According to Jack Stubbs, a researcher at Graphica, a data analytics firm that tracks V_V’s activities, this adaptability is one of the reasons the team has been so difficult to stop.

“They understand how the Internet works,” Stubbs said.

Graphica estimates the group’s membership will reach 20,000 by the end of 2021, a small number of members involved in its online harassment efforts. In addition to Italy and France, the Grafika team found evidence that V_V is trying to create chapters in Spain, the United Kingdom, Ireland, Brazil and Germany.

Groups and movements like V_V and Querdenken are threatening law enforcement and radicalization researchers, he said, adding that there is evidence that far-right groups are using skepticism about Covid-19 and vaccines to expand their reach.

CAPTION: An anti-vaccine protester wearing the ‘Unvaccinated’ star holds a sign during a rally in Paris, July 17, 2021. (AP Photo/Michel Euler)

Increasingly, such groups are moving from online harassment to actual action.

For example, in April, V_V used Telegram to announce that it planned to pay a 10,000-euro reward to those who spray the group’s symbol (two red Vs in a circle) on public buildings or vaccination clinics.
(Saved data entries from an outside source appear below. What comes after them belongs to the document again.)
Issue #3101, opened 2026-05-22
Router: reduce negotiated-loop iteration count on board 07 (per-iter is the bottleneck, not per-net A*)


rjwalters:
## Problem

Real Phase 3 (formerly curated as "A* heuristic experiment") follow-up
from #3045 re-benchmark on 2026-05-21.

After Phase 1 (C++ build, #3056) and Phase 2 (`--region-parallel`,
#3068) shipped, board 07 routing wall-clock still misses AC #1 of
< 4 min:

| Configuration | Wall-clock | Routed |
|---|---|---|
| Serial (C++)        | 7:37  | 27/31 |
| `--region-parallel` | 11:49 | 31/31 |

**The bottleneck is no longer per-net A* latency** (which is 0.1–4 s
typical with C++). It is **iteration count × per-iteration cost**:

- Initial pass (iter 0): ~150 s, routes 26–27/31 nets.
- Each negotiated rip-up iter: ~50–60 s, touches ~15–16 conflicting
  nets.
- Convergence on board 07 takes 8–10 iterations before early-
  termination.

So the curator's original Phase 3 candidate (swap
`CongestionAwareHeuristic` for `ManhattanHeuristic` or an ALT/landmark
heuristic) **will not move the needle** — those changes affect per-net
A* speed, which is already cheap.

## Real candidates to reduce *iteration count* (not per-net cost)

1. **Smarter rip-up-set selection.** Today the rip-up phase touches
   half the board (~15 of 31 nets) each iter. If we could identify
   the 2–3 nets that genuinely block the failing 4, we'd converge in
   fewer iters. `core.py:5867` already has `use_targeted_ripup` plus
   `max_ripups_per_net`; needs benchmarking on board 07.
2. **Layer-preference recomputation between iterations.** Today the
   matrix-conflict layer assignment is computed once at iter 0. If
   the negotiated loop is failing because too many nets share F.Cu,
   recomputing per-iteration could break the deadlock.
3. **Aggressive early-termination.** Best-so-far at iter 4 in the
   `--region-parallel` run was equal to iter 0's result (31/31, 12
   clearance violators). All subsequent iters made it worse. A
   stricter no-improvement threshold (e.g., bail after 2 stall iters
   not 5) would have saved ~6 minutes.
4. **Two-phase routing.** `core.py` has `route_all_two_phase()`
   (coarse-then-fine); board 07 might benefit from coarse global
   routing first to settle layer assignments before fine A* runs.

[...]

PR #3106, opened 2026-05-22
fix(router): auto-gate --region-parallel on small/dense workloads (closes #3100)

### LINKED ISSUE #3100: Router: --region-parallel regresses wall-clock on small boards (board 07: +55%)
## Problem

Follow-up A from #3045 re-benchmark (2026-05-21).

When `--region-parallel --partition-rows 2 --partition-cols 2
--max-parallel-workers 4` is passed to `kct route` on board 07
(`boards/07-matchgroup-test/`), wall-clock is **+55% slower** than
the serial baseline:

| Configuration | Wall-clock | Routed | Iterations |
|---|---|---|---|
| Serial (C++)        | 7:37  | 27/31 | hit `--iterations 15` cap |
| `--region-parallel` | 11:49 | 31/31 | early-terminated at iter 10 (no progress) |

Per-iteration cost is 50–60 s in both cases. The region-parallel run
*does* achieve 31/31 routed (vs serial's 27/31) but only because the
serial run gives up earlier; the parallel run pays for many more
negotiated iterations.

Per `core.py:5867 route_all_negotiated()` docstring, region-parallel
is expected to provide 2–3x speedup. On a 31-net 4-layer board
partitioned `2x2`, each region group has ~8 nets — possibly not
enough work to amortize the parallel-worker overhead, and the rip-up
phase still touches ~half the board per iteration regardless.

## Hypothesis

`--region-parallel` is a **bigger-board optimization** and should
either:

1. Be gated on a minimum nets-per-region threshold (e.g., disable
   when partitioning would yield <16 nets/region), OR
2. Have its per-iteration overhead reduced, OR
3. Be documented as "only useful for boards with >= N nets" so users
   don't enable it by reflex on smaller boards.

## Acceptance criteria

- Either fix the per-iteration overhead so `--region-parallel` is
  always >= serial on board 07, OR
- Add an auto-gate that disables region-parallel when net count /
  (rows*cols) is below a tunable threshold, OR
- Document the bigger-board threshold and refuse `--region-parallel`
  with a clear message when partition * board are mismatched.

## References

- #3045 — Routing latency parent issue (Phase 2 wired in #3068)
- #3068 — `--region-parallel` CLI flag PR
- `src/kicad_tools/router/core.py:5867` — `route_all_negotiated()`
- Re-benchmark comment on #3045 (2026-05-21)

## Tier

M (~150 LOC: instrumentation + auto-gate + tests)

rjwalters:
## Summary

PR #3068 wired ``--region-parallel`` end-to-end, but the re-benchmark on #3045 showed **board 07 (31 nets, 2x2 partition -- 7.75 nets/region) ran +55% slower** with the flag enabled than the serial baseline (11:49 vs 7:37). The docstring's "2-3x speedup" only materializes when each region has enough independent nets to amortize worker startup, grid thread-safety conversion, and per-iteration handoff costs.

This PR implements the auto-gate fix (Option 2 from the issue's three acceptable fix paths):

- Adds ``region_parallel_min_nets_per_region: int = 16`` kwarg to ``Autorouter.route_all_negotiated()``
- When ``total_nets / (partition_rows * partition_cols) < threshold``, ``region_parallel`` is silently set to ``False`` after a clear log message naming Issue #3100, the actual ratio, and the override knob.
- ``= 0`` disables the gate (regression tests + power-user override).
- Default ``16`` chosen so the board-07 workload trips but boards 04/05 (60+ nets) do not.

Also documents the gate in both CLI parser surfaces (``parser.py`` outer and ``route_cmd.py`` inner) so ``kct route --help`` makes the behaviour discoverable without surprising users at runtime.

## Why Option 2 (auto-gate) over Option 1 (doc-and-refuse) or Option 3 (fix overhead)

- **vs Option 1 (doc-and-refuse)**: docs alone do nothing for users who already enabled the flag in scripts (e.g., ``boards/07-matchgroup-test/generate_design.py``). The runtime gate fixes them silently while still logging an explanation.
- **vs Option 3 (fix per-iteration overhead)**: the #3045 re-benchmark found the dominant cost is the negotiated rip-up loop touching ~half the board per iteration regardless of partitioning; per-region work amortization is structural, not a code defect. Fixing it requires fundamentally different partition-aware rip-up logic and belongs to #3101 ("reduce negotiated-loop iteration count on board 07").

## Files changed

- ``src/kicad_tools/router/core.py`` -- new parameter + gate logic + docstring
- ``src/kicad_tools/cli/parser.py`` -- outer-parser help text mentions the auto-gate
- ``src/kicad_tools/cli/route_cmd.py`` -- inner-parser help text mentions the auto-gate
- ``tests/test_region_parallel.py`` -- 3 existing tests updated to pass ``=0`` override; 5 new tests pin gate behaviour, override semantics, and the board-07 default-threshold guarantee

## Test plan

- [x] ``pytest tests/test_region_parallel.py`` -- 27 passed (3 updated + 5 new + 19 untouched)
- [x] ``pytest tests/test_cli_region_parallel.py`` -- 9 passed (CLI signature drift guard still green)
- [x] ``pytest tests/test_negotiated_adaptive.py tests/test_route_all_negotiated_overflow_regression.py tests/test_route_all_negotiated_partial_state.py tests/test_negotiated_per_net_timeout.py`` -- 147 passed (no regression in the broader negotiated suite)
- [x] ``kct route --help`` renders the updated help text cleanly

## Pre-existing failures observed (unrelated)

- ``tests/test_router_core.py::TestPadBlockedByAdjacentNetZero::test_route_to_pad_adjacent_to_net0_pad`` fails on current ``main`` (verified by stashing this PR's changes and re-running). Not in scope for #3100.

Closes #3100

### DIFF
--- a/src/kicad_tools/cli/parser.py
+++ b/src/kicad_tools/cli/parser.py
@@ -2348,7 +2348,10 @@ def _add_route_parser(subparsers) -> None:
             "the routing grid into regions and routes non-adjacent regions "
             "in parallel during each negotiated-congestion iteration. "
             "Expected 2-3x speedup on dense multi-net boards. Default off "
-            "preserves single-threaded routing (deterministic with --seed)."
+            "preserves single-threaded routing (deterministic with --seed). "
+            "Auto-disabled on small / dense workloads where nets-per-region "
+            "< 16 (Issue #3100); recommended for >= 64-net boards with a "
+            "2x2 partition."
         ),
     )
     route_parser.add_argument(
--- a/src/kicad_tools/cli/route_cmd.py
+++ b/src/kicad_tools/cli/route_cmd.py
@@ -5333,7 +5333,12 @@ def main(argv: list[str] | None = None) -> int:
         help=(
             "Enable region-based parallel routing (Issue #965). Partitions "
             "the routing grid into regions and routes non-adjacent regions "
-            "in parallel during each negotiated iteration. Default off."
+            "in parallel during each negotiated iteration. Default off. "
+            "NOTE: auto-disabled with a log warning on small / dense boards "
+            "where nets-per-region falls below 16 -- the partition + worker "
+            "overhead would exceed the per-region A* savings on those "
+            "workloads (Issue #3100; board-07 case showed +55% wall-clock). "
+            "Best used on >= 64-net boards with a 2x2 partition."
         ),
     )
     parser.add_argument(
--- a/src/kicad_tools/router/core.py
+++ b/src/kicad_tools/router/core.py
@@ -5880,6 +5880,7 @@ class Autorouter:
         partition_rows: int = 2,
         partition_cols: int = 2,
         max_parallel_workers: int = 4,
+        region_parallel_min_nets_per_region: int = 16,
         batch_routing: bool = False,
         hierarchical: bool = False,
         neighborhood_stall_threshold: int = 2,
@@ -5928,6 +5929,16 @@ class Autorouter:
             partition_rows: Number of region rows for partitioning (default 2)
             partition_cols: Number of region columns for partitioning (default 2)
             max_parallel_workers: Maximum parallel workers per region group (default 4)
+            region_parallel_min_nets_per_region: Auto-gate threshold for
+                ``region_parallel`` (Issue #3100).  When ``region_parallel=True``
+                but the workload has fewer nets per region than this threshold,
+                region-based parallelism is auto-disabled with a warning because
+                the partitioning + worker overhead exceeds the per-region A*
+                savings (empirically +55% wall-clock on board 07: 31 nets / 4
+                regions = 7.75 nets/region).  Set to ``0`` to disable the gate
+                (advanced users / regression tests).  Default 16, chosen so the
+                board-07 workload trips the gate but boards 04/05 (60+ nets) do
+                not.
             batch_routing: If True, use GPU-accelerated batch routing (Issue #1092).
                 Routes multiple independent nets simultaneously using GPU compute.
                 Best results with 4+ independent nets and Metal/CUDA GPU.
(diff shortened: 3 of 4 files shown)


rjwalters:
## Judge Review — LGTM, approving

Thorough re-benchmark-driven fix; ships exactly what Issue #3100 asks for. Verified locally on the PR branch:

**Things checked**

1. **Default threshold (16) rationale**: Documented in the docstring (`router/core.py` lines 5932-5942) and in `test_default_threshold_matches_board_07_finding` — the contract is "must be >= 8 to trip board-07's 7.75 nets/region" with 16 chosen as the headroom point. Test pins this as a public-API contract so a future refactor cannot silently lower it below board-07 density. Justification for "16 vs 8" is empirical (boards 04/05 with 60+ nets must NOT trip), called out explicitly in the docstring.
2. **Bypass path (`=0`)**: Clean. Guarded with `region_parallel_min_nets_per_region > 0` in the `if` predicate so the threshold check is fully short-circuited; users who pass `0` get original PR #3068 semantics exactly. Three existing tests updated to use `=0` to keep small-fixture coverage of the parallel path.
3. **Log message**: Excellent. Names Issue #3100, prints the actual ratio (`X nets / Y regions = Z nets/region`), threshold, the wall-clock cost example, AND the override knob. `test_gate_disables_region_parallel_on_small_workload` asserts both the message and that `grid.thread_safe` stays False (so the parallel path really did short-circuit).
4. **Tests**: 5 new + 3 updated. Coverage: threshold-trip, `=0` bypass, threshold=1 above-boundary, `region_parallel=False` passthrough, and the default-threshold-trips-board-07 contract. Boundary semantics (`<` strict) verified by `threshold=1` test (1.0 not < 1).
5. **`Closes #3100`** trailer: present in PR body.
6. **Pre-existing failure**: Confirmed `test_route_to_pad_adjacent_to_net0_pad` fails on main with identical stack trace (C++ backend missing). PR does not touch `router_core.py` or `cpp_backend.py`. Not introduced here.

**CI**: 7/8 pass, Match-Group (board-07, most relevant) passed in 11m08s with 27/27 region_parallel tests green; Diff-Pair (board-06) is the soft-fail gated on #3089 per commit `022aab2c` — UNSTABLE merge state is expected.

Approving.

The group then used Telegram to distribute photos of the vandalism.

A month before Facebook took action against V_V, Italian police raided the homes of 17 anti-vaccination activists who used Telegram to threaten the government, medicine and the media in support of COVID-19 restrictions.

Social media companies have struggled to respond to misinformation about vaccines since the start of the Covid-19 pandemic. Earlier this week, Facebook and Instagram blocked Children’s Health, an influential anti-vaccine organization led by Robert Kennedy Jr.

One reason is the tricky balancing act between moderating harmful content and freedom of expression, says New York University’s Joshua Tucker, who directs the New York Center on Social Media and Politics and is a senior adviser on technology, government and economics at Kroll. Consulting firm.

Striking the Right Balance Social media in particular has emerged as a key source of news and information around the world. Leave too much bad content and users may be misinformed. Download too much and users start to trust the platform.

“It’s dangerous for society to move in a direction where no one can trust information,” Tucker said.